Bargeld ist für kleinere Transaktionen auf lokalen Märkten, bei Garküchen und in kleineren Restaurants unerlässlich, da viele keine Kreditkarten akzeptieren. Größere Einrichtungen wie Hotels und Einkaufszentren akzeptieren in der Regel Karten. Es ist ratsam, vietnamesische Dong (VND) für tägliche Ausgaben mitzuführen. Trinkgelder werden nicht erwartet, aber das Aufrunden der Rechnung ist üblich. Für die Kommunikation wird der Kauf einer lokalen 4G/5G-SIM-Karte von großen Anbietern wie Viettel, Mobifone oder Vinaphone empfohlen.
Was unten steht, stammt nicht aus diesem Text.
PR #1715, opened 2021-11-11
doc(): Updating doc links in sub-project READMEs

dandxy89:
## Motivation

Always navigate to latest doc.rs site from github README

### DIFF
--- a/tracing-appender/README.md
+++ b/tracing-appender/README.md
@@ -16,9 +16,9 @@ Writers for logging events and spans
 [Documentation][docs-url] | [Chat][discord-url]
 
 [crates-badge]: https://img.shields.io/crates/v/tracing-appender.svg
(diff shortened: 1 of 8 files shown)


zamazan4ik:
Any updates?

hawkw:
In the past, we've hard-coded the version numbers in READMEs _on purpose_, so that the README for a particular version of a crate (e.g. accessed via https://crates.io/crates/tracing/versions) links to the documentation for _that_ version, rather than the latest version. Without doing this, it can be difficult to find documentation for past versions when necessary.

But, it is also sometimes possible to make mistakes that result in these links not being kept in sync with the latest version, so I'd be willing to consider changing our practices here --- I just wanted to explain the motivation for the current approach.

dandxy89:
Will close. Thanks for the awesome library.

PR #1722, opened 2021-11-17
docs: remove unpaired closing tags

tesaguri:
## Motivation

Some documentations' rendering seems to be broken.

e.g. <https://docs.rs/tracing/0.1.29/tracing/span/index.html>

## Solution

Fix the HTML by removing `</div>` tags which do not have corresponding open tags.


davidbarsky (approved):
thanks a bunch!

Issue #2364, opened 2022-11-02
tracing-appender: make worker thread name configurable


nstinus:
### Crates

tracing-appender

### Motivation

In v0.3.16, the worker thread does not have a proper name, so it takes the application's name. In master, it seems it uses "tracing-appender". It is useful to quickly identify threads for auditing or affinity pinning.

### Proposal

Add a field to NonBlockingBuilder with a setter. Pass this name during worker init.

davidbarsky:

Karten sind am Flughafen oder in Convenience Stores erhältlich.
- Ist Da Nang sicher für Touristen?
- Generell gilt Da Nang als sichere Stadt für Touristen und Expats, sowohl tagsüber als auch nachts. Wie in jeder städtischen Gegend ist es jedoch ratsam, auf Ihre Umgebung zu achten und auf Ihre Habseligkeiten aufzupassen, insbesondere in überfüllten Bereichen, um Taschendiebe abzuschrecken.
- Kann ich in Da Nang Leitungswasser trinken?
- Es wird generell nicht empfohlen, Leitungswasser in Vietnam direkt zu trinken. Es ist am besten, abgefülltes Wasser zum Trinken zu verwenden.
- Wie viele Tage sollte ich in Da Nang verbringen?
- Für Erstbesucher werden oft drei bis vier Tage empfohlen, um die wichtigsten Sehenswürdigkeiten in Da Nang zu erkunden und einen Tagesausflug zu nahegelegenen Orten wie Hoi An oder Hue zu ermöglichen.
- Welche kulturellen Etikettetipps gibt es für den Besuch von Da Nang?
- Beim Besuch religiöser Stätten kleiden Sie sich bescheiden, indem Sie Ihre Schultern und Knie bedecken, und denken Sie daran, Ihre Schuhe auszuziehen, bevor Sie heilige Orte betreten. Das Erlernen einiger grundlegender vietnamesischer Sätze kann ebenfalls hilfreich sein und wird von den Einheimischen geschätzt.
- Darf ich in Da Nang Motorroller fahren?
- Obwohl viele Ausländer Motorroller fahren, ist offiziell ein vietnamesischer Führerschein erforderlich. Ein internationaler Führerschein wird nicht immer als Ersatz akzeptiert. Die Polizei drückt manchmal ein Auge zu, aber es ist keine Garantie.
- Gibt es Einschränkungen für die Fotografie?
- Fotografieren in der Nähe von Militäranlagen, Flughäfen oder ähnlichen Sperrgebieten ist verboten. Zuwiderhandelnde können ihre Filme oder Kameras beschlagnahmt bekommen und verhaftet werden.